Analysis: Investment consultants may not have taken the brunt of the Competition and Markets Authority's recommendations in July, but the industry will have to guard its reputation carefully through what could be a decade of regulatory scrutiny.
After the final report is published in December, the competition watchdog will have six months to implement remedies via an order. That order is set to last for 10 years, unless the effect of the order is incorporated into pensions regulation.
During that time, the CMA has an obligation to monitor the market and check that its remedies are having the desired effect. There is also the danger that other regulators step further into the arena.
“The industry is, in a way, on notice that this is front and centre of the regulatory radar,” said Ian Neale, director at pensions intelligence service Aries Insight.
There’s an imbalance in terms of knowledge. You’ve got a very knowledgeable sell-side and a very inexperienced buy-side
Ian McQuade, Muse Advisory
Moreover, trustees seem supportive of increased pressure on consultants. In a roundtable summary published by the CMA on November 2, some board members criticised consultants who also provide investment products, saying that they “cannot be providing independent advice”.
They also supported the CMA’s recommendation of setting advisers objectives, with assessments linked to the scheme’s own objectives, and consultants reporting on the performance of their recommended managers.
Support for Financial Conduct Authority regulation of the sector was more patchy.
Consultants meeting to stave off CMA
Consultants are attempting to stay one step ahead of these increased requirements.
In October, Willis Towers Watson, Mercer, Aon, Cardano, KPMG, Momentum, Redington, and River and Mercantile announced they would meet to consider how allowing schemes to compare performance and costs with peers could help them assess value for money in their advice.
Pensions Expert can further reveal that JLT Employee Benefits, Hymans Robertson and Barnett Waddingham will attend the meeting, to be held before the CMA final decision is published. Of the major consultancies, only XPS Pensions confirmed it will not take part, while LCP could not be reached.
Ian McQuade, director at governance specialists Muse Advisory, welcomed these steps. Despite the difficulties of disaggregating advice from execution, “some sort of benchmarking, some sort of peer-group analysis, would really help”, he said.

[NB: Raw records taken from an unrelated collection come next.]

PR #134, opened 2026-04-11
Fallback to GitHub for device flow auth

mfreeman451:
## Summary
- fall back to GitHub when the configured OAuth provider is not available for device flow
- keep the fallback narrowly scoped to the provider-not-configured case
- add focused coverage for the fallback path

## Testing
- go test ./pkg/hub/auth -run "TestDeviceFlowAuth_" -count=1

### DIFF
--- a/cmd/hub_auth.go
+++ b/cmd/hub_auth.go
@@ -136,7 +136,7 @@ func runHubAuthLogin(cmd *cobra.Command, args []string) error {
 	}
 
 	if hubAuthNoBrowser || util.IsHeadlessEnvironment() {
-		provider, err := resolveHubAuthProvider(cmd.Context(), client.Auth(), hubclient.OAuthClientTypeDevice, provider)
+		provider, err := resolveExplicitDeviceFlowProvider(cmd.Context(), client.Auth(), provider)
 		if err != nil {
 			return err
 		}
@@ -155,6 +155,13 @@ func runHubAuthLogin(cmd *cobra.Command, args []string) error {
 	}
 
 	return storeTokenAndPrintResult(hubURL, tokenResp)
+}
+
+func resolveExplicitDeviceFlowProvider(ctx context.Context, authSvc hubclient.AuthService, requestedProvider string) (string, error) {
+	if strings.TrimSpace(requestedProvider) == "" {
+		return "", nil
+	}
+	return resolveHubAuthProvider(ctx, authSvc, hubclient.OAuthClientTypeDevice, requestedProvider)
 }
 
 // runBrowserAuthFlow performs the browser-based OAuth flow.
--- a/cmd/hub_auth.go
+++ b/cmd/hub_auth.go
@@ -141,7 +141,7 @@ func runHubAuthLogin(cmd *cobra.Command, args []string) error {
 			return err
 		}
 		// Device authorization flow for headless environments
-		deviceAuth := auth.NewDeviceFlowAuth(client.Auth(), provider)
+		deviceAuth := newDeviceFlowAuth(client.Auth(), provider)
 		tokenResp, err = deviceAuth.Authenticate(cmd.Context())
 		if err != nil {
 			return fmt.Errorf("device flow authentication failed: %w", err)
@@ -155,6 +155,13 @@ func runHubAuthLogin(cmd *cobra.Command, args []string) error {
 	}
 
 	return storeTokenAndPrintResult(hubURL, tokenResp)
+}
+
+func newDeviceFlowAuth(authSvc hubclient.AuthService, provider string) *auth.DeviceFlowAuth {
+	if strings.TrimSpace(provider) == "" {
+		return auth.NewDeviceFlowAuth(authSvc)
+	}
+	return auth.NewDeviceFlowAuth(authSvc, provider)
 }
 
 func resolveExplicitDeviceFlowProvider(ctx context.Context, authSvc hubclient.AuthService, requestedProvider string) (string, error) {
--- a/cmd/hub_auth_test.go
+++ b/cmd/hub_auth_test.go
@@ -146,3 +146,36 @@ func TestResolveHubAuthProvider_NoProviders(t *testing.T) {
 		t.Fatalf("unexpected error: %v", err)
 	}
 }
+
+func TestResolveExplicitDeviceFlowProvider_ImplicitProviderSkipsResolution(t *testing.T) {
+	t.Parallel()
+
+	authSvc := &mockHubAuthService{
+		providersResp: &hubclient.AuthProvidersResponse{
+			ClientType: string(hubclient.OAuthClientTypeDevice),
+			Providers:  hubclient.OAuthProviderOrder(),
+		},
+	}
+
+	got, err := resolveExplicitDeviceFlowProvider(context.Background(), authSvc, "")
+	if err != nil {
+		t.Fatalf("resolveExplicitDeviceFlowProvider returned error: %v", err)
+	}
+	if got != "" {
+		t.Fatalf("resolveExplicitDeviceFlowProvider = %q, want empty string", got)
+	}
+}
+
+func TestResolveExplicitDeviceFlowProvider_ExplicitProviderUsesValidation(t *testing.T) {
+	t.Parallel()
+
+	authSvc := &mockHubAuthService{}
+
+	got, err := resolveExplicitDeviceFlowProvider(context.Background(), authSvc, "GitHub")
+	if err != nil {
+		t.Fatalf("resolveExplicitDeviceFlowProvider returned error: %v", err)
+	}
+	if got != "github" {
+		t.Fatalf("resolveExplicitDeviceFlowProvider = %q, want github", got)
+	}
+}
--- a/cmd/hub_auth_test.go
+++ b/cmd/hub_auth_test.go
@@ -16,15 +16,21 @@ package cmd
 
 import (
 	"context"
+	"fmt"
 	"strings"
 	"testing"
 
+	"github.com/GoogleCloudPlatform/scion/pkg/apiclient"
 	"github.com/GoogleCloudPlatform/scion/pkg/hubclient"
 )
 
 type mockHubAuthService struct {
-	providersResp *hubclient.AuthProvidersResponse
-	providersErr  error
+	providersResp         *hubclient.AuthProvidersResponse
+	providersErr          error
+	requestDeviceCodeFunc func(ctx context.Context, provider string) (*hubclient.DeviceCodeResponse, error)
+	pollDeviceTokenFunc   func(ctx context.Context, deviceCode, provider string) (*hubclient.DeviceTokenPollResponse, error)
+	requestedProviders    []string
+	polledProviders       []string
 }
 
 type mockHubAuthNotImplementedError struct{}
@@ -58,9 +64,17 @@ func (m *mockHubAuthService) ExchangeCode(ctx context.Context, code, callbackURL
 	return nil, mockHubAuthNotImplementedError{}
 }
 func (m *mockHubAuthService) RequestDeviceCode(ctx context.Context, provider string) (*hubclient.DeviceCodeResponse, error) {
+	m.requestedProviders = append(m.requestedProviders, provider)
+	if m.requestDeviceCodeFunc != nil {
+		return m.requestDeviceCodeFunc(ctx, provider)
+	}
 	return nil, mockHubAuthNotImplementedError{}
 }
 func (m *mockHubAuthService) PollDeviceToken(ctx context.Context, deviceCode, provider string) (*hubclient.DeviceTokenPollResponse, error) {
+	m.polledProviders = append(m.polledProviders, provider)
+	if m.pollDeviceTokenFunc != nil {
+		return m.pollDeviceTokenFunc(ctx, deviceCode, provider)
+	}
 	return nil, mockHubAuthNotImplementedError{}
 }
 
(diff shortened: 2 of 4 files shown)


ptone:
This was partially addressed in #135

See feedback at end of this review:

# Code Review: Issue #69 - OAuth Provider Defaulting to Google

**Issue:** [#69](https://github.com/GoogleCloudPlatform/scion/issues/69) - CLI and server default OAuth provider to Google with no way to override  
**Related PRs:**
- [PR #71](https://github.com/GoogleCloudPlatform/scion/pull/71) - Server-side: `DefaultProviderForClient` fallback in `handlers_auth.go` + `oauth.go`
- [PR #134](https://github.com/GoogleCloudPlatform/scion/pull/134) - Client-side: Device flow provider fallback in `device_flow.go`

**Reviewer:** Scion Agent  
**Date:** 2026-04-11

---

## Executive Summary

These two PRs address issue #69 from complementary sides: PR #71 adds server-side provider auto-detection across all five auth handler endpoints, while PR #134 adds client-side fallback logic specifically for the device flow. Both are low-to-medium risk changes. The main concerns are a fragile error-message-based detection pattern in PR #134 and the potential for redundant fallback logic when both PRs land together.

---

## PR #71 - Server-Side Fix

### Files Changed
- `pkg/hub/handlers_auth.go` (+28/-9)
- `pkg/hub/oauth.go` (+9/-0)

### Analysis

#### Logic & Correctness

**`DefaultProviderForClient` (oauth.go)**
The new method delegates to `ConfiguredProvidersForClient` which iterates providers in stable order (Google first, then GitHub). This preserves backward compatibility while enabling fallback. The terminal fallback to `"google"` when no providers are configured is a reasonable default since the `oauthService` existing but having no configured providers is an unusual state.

**Handler changes (handlers_auth.go)**
All five locations follow a consistent pattern:

```go
if s.oauthService != nil {
    provider = s.oauthService.DefaultProviderForClient(clientType)
} else {
    provider = "google"
}
```

The nil-guard on `oauthService` is good defensive coding.

**One nuance in `handleAuthToken` (line ~327):** The redirect-URI sniffing (`strings.Contains(req.RedirectURI, "github")`) still takes precedence over the new `DefaultProviderForClient` call. This is correct since the redirect URI is a stronger signal, but the `else if` chain means this handler behaves slightly differently from the other four (which have no redirect-URI check). This asymmetry already existed but is worth documenting.

#### Positive Feedback
- Consistent application of the same pattern across all five handler locations.
- Good separation of concerns: the `DefaultProviderForClient` method encapsulates the lookup logic.
- The nil-guard on `oauthService` means the code won't panic in edge cases.

#### Observations
- **No test coverage for the new `DefaultProviderForClient` method.** Consider adding a unit test for `OAuthService.DefaultProviderForClient` verifying (a) Google is returned when both are configured, (b) GitHub is returned when only GitHub is configured, (c) "google" is returned when none are configured.

#### Verdict: **Approve with minor suggestion** (add unit test for `DefaultProviderForClient`).

---

## PR #134 - Client-Side Fix

### Files Changed
- `pkg/hub/auth/device_flow.go` (+47/-14)
- `pkg/hub/auth/device_flow_test.go` (+72/-20)

### Analysis

#### Logic & Correctness

**Variadic constructor signature change:**

```go
// Before
func NewDeviceFlowAuth(client hubclient.AuthService, provider string) *DeviceFlowAuth

// After
func NewDeviceFlowAuth(client hubclient.AuthService, provider ...string) *DeviceFlowAuth
```

This is backward-compatible (existing callers passing a single string still work), but introduces a subtle hazard: a caller passing multiple strings (e.g., `NewDeviceFlowAuth(client, "google", "github")`) would silently use only the first. Consider documenting this or restricting to at most one:

```go
if len(provider) > 1 {
    panic("NewDeviceFlowAuth accepts at most one provider")
}
```

**`providerExplicit` flag:**
The distinction between "caller omitted provider" and "caller passed empty string" is well-thought-out. When `providerExplicit` is true and provider is empty, the original validation error fires. When `providerExplicit` is false (no argument), the fallback path is taken. This is clean.

**`requestDeviceCode` method:**
The fallback loop iterates `hubclient.OAuthProviderOrder()` (Google, then GitHub), trying each until one succeeds. The loop correctly short-circuits on non-provider-configuration errors (line ~138: `if !isProviderNotConfiguredError(err)` returns immediately). This prevents masking unrelated errors (network failures, auth issues, etc.).

#### Critical Issues

**1. Fragile error detection via string matching (High)**

```go
func isProviderNotConfiguredError(err error) bool {
    var apiErr *apiclient.APIError
    return errors.As(err, &apiErr) &&
        apiErr.Code == apiclient.ErrCodeValidationError &&
        strings.Contains(apiErr.Message, "OAuth provider not configured for device flow")
}
```

This couples the client to the exact error message string from the server. If the server message changes (e.g., capitalization, rewording, localization), the fallback silently stops working and returns the error for the first provider tried.

**Suggested Fix:** Add a dedicated error code on the server side (e.g., `ErrCodeProviderNotConfigured`) and check for that instead of parsing the message string. If that's not feasible in this PR, at minimum:
- Add a code comment noting the coupling to the server-side message.
- Consider matching a shorter substring (e.g., `"provider not configured"`) to be more resilient.

**2. Caller already resolves provider (Medium)**

The existing caller in `cmd/hub_auth.go:139-144`:

```go
provider, err := resolveHubAuthProvider(ctx, client.Auth(), hubclient.OAuthClientTypeDevice, provider)
// ...
deviceAuth := auth.NewDeviceFlowAuth(client.Auth(), provider)
```

`resolveHubAuthProvider` already queries the server for available providers. If this function works correctly, the fallback in `requestDeviceCode` would never trigger. This means:
- The fallback is defense-in-depth (good), but the caller would need updating to **not** pass a resolved provider to allow the fallback to activate.
- Or the fallback only helps callers that bypass `resolveHubAuthProvider` (e.g., tests, future callers).

**Action needed:** Verify that the caller in `cmd/hub_auth.go` is updated (or planned to be updated) to call `NewDeviceFlowAuth(client.Auth())` without a provider when the user hasn't explicitly specified one, otherwise this fallback code is unreachable in production.

#### Observations

- The test `TestDeviceFlowAuth_FallsBackToGitHubWhenGoogleUnavailable` is well-structured and directly validates the fallback scenario. Good use of `requestDeviceCodeFunc` / `pollDeviceTokenFunc` hooks in the mock.
- Minor style nits in the test (removing comments like `// 1 second for fast test`, `// No poll responses`, etc.) are acceptable cleanup.
- The `polledProviders` assertion in the test uses manual slice comparison. Could use `reflect.DeepEqual` or `slices.Equal` for clarity, though this is non-blocking.

#### Positive Feedback
- The `requestDeviceCode` helper cleanly separates the retry/fallback logic from the main `Authenticate` flow.
- Error propagation is correct: `lastErr` captures the final provider's error, so the returned error is meaningful.
- Test coverage for the fallback path is thorough.

#### Verdict: **Request changes** - the string-matching error detection is a correctness risk.

---

## Cross-PR Considerations

When both PRs land:
1. **Redundant fallback:** The server (PR #71) will auto-select the right provider when the client sends an empty provider. The client (PR #134) will also try multiple providers. In practice, the client fallback would only trigger if the server doesn't have PR #71's changes. This is fine as defense-in-depth but should be documented.
2. **Provider ordering consistency:** Both PRs use the same provider order (Google first, GitHub second). PR #71 uses `oauthProviderOrder()` (internal), PR #134 uses `hubclient.OAuthProviderOrder()` (public). These should remain in sync.

---

## Summary Table

| Area | PR #71 (Server) | PR #134 (Client) |
|------|-----------------|-------------------|
| Correctness | Good | Good, with caveat on string matching |
| Security | No issues | No issues |
| Test coverage | Missing unit test | Good |
| Architecture | Clean, consistent | Clean but fragile error coupling |
| Risk | Low | Medium |

---

## Final Verdict

- **PR #71:** Approve with minor suggestion to add unit tests for `DefaultProviderForClient`.
- **PR #134:** Request changes on the fragile `isProviderNotConfiguredError` string matching. Recommend introducing a dedicated error code or at minimum documenting the coupling. Also verify the caller in `cmd/hub_auth.go` is updated to not pass a pre-resolved provider, otherwise the fallback is dead code in production.

mfreeman451:
Addressed the client-side production-path concerns here.

Changes:
- `cmd/hub_auth.go` no longer pre-resolves the device-flow provider when the user did not explicitly pass `--provider`, so the fallback path is now reachable in normal headless/device-flow use
- explicit `--provider` still goes through validation via a small `resolveExplicitDeviceFlowProvider(...)` helper
- `NewDeviceFlowAuth(...)` now rejects more than one provider argument
- `isProviderNotConfiguredError(...)` is still temporary message-based matching, but it is now documented as coupled to current server validation wording and matches a shorter/lowercased substring instead of the full sentence
- added focused tests for the explicit-vs-implicit device-flow provider path

Focused validation:
- `go test ./cmd -run 'TestResolve(HubAuthProvider|ExplicitDeviceFlowProvider)_ ' -count=1`\n- `go test ./pkg/hub/auth -run 'TestDeviceFlowAuth_' -count=1`\n\nCurrent head: `1fe70b07`

ptone:
# PR #134 Review: Fallback to GitHub for device flow auth

## Executive Summary

This PR adds a fallback mechanism to the device flow OAuth so that when the configured provider (e.g. Google) is unavailable, authentication falls back to GitHub. **The PR contains a critical integration bug: the fallback path is unreachable from the production call site**, because `NewDeviceFlowAuth` is always called with an explicit (possibly empty) provider string, which prevents the implicit-provider fallback loop from ever executing.

---

## Critical Issues

### 1. Fallback path is unreachable from production code

**Severity: P0 — the stated purpose of this PR does not work end-to-end.**

**Explanation:** When a user runs `hub auth login` in a headless environment _without_ specifying `--provider`:

1. `provider` reads as `""` from the flag (line 133).
2. `resolveExplicitDeviceFlowProvider(ctx, authSvc, "")` returns `("", nil)` — correctly short-circuits.
3. `auth.NewDeviceFlowAuth(client.Auth(), provider)` is called with `""` on line 144.

Inside `NewDeviceFlowAuth(client, "")`:
- `len(provider)` is **1** (variadic receives one element: the empty string).
- `providerExplicit` is set to **`true`**, `selectedProvider` is `""`.

Inside `Authenticate()`:
- `d.providerExplicit && d.provider == ""` evaluates to **`true`** → returns `errDeviceFlowProviderRequired`.

The fallback loop in `requestDeviceCode()` is only entered when `providerExplicit == false`, which requires calling `NewDeviceFlowAuth(client)` with **zero** variadic arguments. The production call site never does this.

The test `TestDeviceFlowAuth_FallsBackToGitHubWhenGoogleUnavailable` calls `NewDeviceFlowAuth(mock)` (zero args), which is not how production calls the constructor.

**Location:** `cmd/hub_auth.go:144`, `pkg/hub/auth/device_flow.go:46-56`

**Suggested Fix (option A — adjust call site):**
```go
// cmd/hub_auth.go, lines 143-144
var deviceAuth *auth.DeviceFlowAuth
if provider != "" {
    deviceAuth = auth.NewDeviceFlowAuth(client.Auth(), provider)
} else {
    deviceAuth = auth.NewDeviceFlowAuth(client.Auth())
}
```

**Suggested Fix (option B — keep constructor simple, move semantics to field):**
Change `NewDeviceFlowAuth` back to a non-variadic signature and use a separate `WithProvider` option or an explicit boolean parameter, avoiding the subtle variadic semantics where `""` and "not provided" are different.

---

### 2. `isProviderNotConfiguredError` is coupled to a server-side message substring

**Severity: Medium — fragile, but acknowledged in the code comment.**

The function matches `strings.Contains(strings.ToLower(apiErr.Message), "provider not configured")`. If the server message changes (e.g., to "provider is not configured" or localized text), the fallback silently stops working and the user gets an opaque error.

**Location:** `pkg/hub/auth/device_flow.go:147-153`

**Suggestion:** This is noted in the code comment as intentional tech debt. At minimum, add a test that asserts the exact error message wording used in production, so breakage is caught early. Consider requesting a dedicated error code from the API team.

---

## Observations

### 3. Variadic constructor is unconventional and error-prone

`NewDeviceFlowAuth(client hubclient.AuthService, provider ...string)` with a `panic` for `len > 1` is an unusual Go pattern. It creates a function that _looks_ like it accepts multiple providers but actually doesn't, and it conflates "zero args" with "empty string arg" in a way that is non-obvious to callers.

A more idiomatic approach:
- Use a functional options pattern: `NewDeviceFlowAuth(client, auth.WithProvider("github"))`.
- Or use two constructors: `NewDeviceFlowAuth(client)` and `NewDeviceFlowAuthWithProvider(client, provider)`.

### 4. `requestDeviceCode` returns `lastErr` which may be `nil`

If `OAuthProviderOrder()` returns an empty slice (which it currently doesn't, but defensively), `requestDeviceCode` returns `nil, "", nil` — a nil error with an empty response. This would cause a nil-pointer dereference when `Authenticate` accesses `codeResp.VerificationURL`.

**Location:** `pkg/hub/auth/device_flow.go:134-147`

**Suggested Fix:**
```go
if lastErr == nil {
    return nil, "", errors.New("no OAuth providers available for device flow")
}
return nil, "", lastErr
```

### 5. Minor: slice comparison in test is fragile

In `TestDeviceFlowAuth_FallsBackToGitHubWhenGoogleUnavailable`, the assertion:
```go
if got, want := mock.requestedProviders, []string{"google", "github"}; len(got) != len(want) || got[0] != want[0] || got[1] != want[1] {
```
will panic with an index-out-of-range if `len(got) < 2` since `||` does not short-circuit array access after the length check in Go (it does short-circuit, but the _assignments_ have already bound `want`). Actually in this case the short-circuit does protect the indexing, but using `reflect.DeepEqual` or `slices.Equal` would be clearer and more maintainable.

---

## Positive Feedback

- **Clean separation of concerns:** Extracting `resolveExplicitDeviceFlowProvider` to distinguish "user explicitly asked for a provider" from "auto-detect" is the right architectural instinct.
- **Good test coverage intent:** The fallback test (`TestDeviceFlowAuth_FallsBackToGitHubWhenGoogleUnavailable`) is well-structured with mock functions and verifies both the request and polling provider sequences.
- **Narrowly scoped fallback:** Only falling back on `provider not configured` (rather than all errors) is the correct defensive approach.

---

## Final Verdict

**Needs rework.** The primary feature (fallback to GitHub when no provider is specified) is not reachable from the production call site due to the variadic constructor semantics. The test passes because it calls the constructor differently than production code does. This must be fixed before merge.

mfreeman451:
Addressed the production-path bug called out in review.\n\nNew head: `1355152d`\n\nChanges:\n- headless device-flow login now calls `NewDeviceFlowAuth(authSvc)` with zero args when the user did not explicitly pass `--provider`\n- explicit `--provider` still goes through `resolveExplicitDeviceFlowProvider(...)` and then uses the one-arg constructor path\n- added a command-level test that exercises the real implicit-provider path and proves fallback requests `google` then `github`\n- existing lower-level `pkg/hub/auth` tests still pass\n\nValidation:\n- `go test ./cmd -run TestResolve(HubAuthProvider|ExplicitDeviceFlowProvider)_|TestNewDeviceFlowAuth_ImplicitProviderUsesFallbackPath -count=1`\n- `go test ./pkg/hub/auth -run TestDeviceFlowAuth_ -count=1`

He said that while it is positive to see consultants acting to uphold the industry’s reputation, they must also be prepared to “call out” examples of bad practice still evident in the industry.
McQuade is familiar with one consultant already keeping a model portfolio of its recommendations, but he also has experience of a scheme whose hedge fund allocation was over-diversified between managers to the benefit of no one, except possibly the consultant picking up commission.
He also said that it is right that the response has been to focus on how trustees assess value for money rather than introduce arduous regulations for consultants: “Clearly the buy-side is a disengage market, there’s an imbalance in terms of knowledge. You’ve got a very knowledgable sell-side and a very inexperienced buy-side.”
Market is becoming more concentrated
However, while industry leaders in investment consultancy discuss the best ways to preserve their reputation and avoid further interventions by the competition regulator, their – or their parent groups’ – desire for scale in the pensions market could see them hamstrung.
Mercer parent Marsh & McLennan bought Jardine Lloyd Thompson, parent of the eponymous employee benefits and pensions administrations businesses, in September, raising the prospect of the largest three companies controlling more than half the market.
The CMA repeatedly cited the fact that the big three controlled less than half of the market as evidence of competition in its provisional decision.
Tej Dosanjh, director at CEM Benchmarking, said further concentration could worsen the outlook for competition in the fiduciary market, if the lack of second-tier consultancies means less independent oversight and alternatives to the larger companies promoting fiduciary management.
“Some of them don’t offer fiduciary management services, so they still act as advisers. If they disappear they you really are left with the big three,” he said.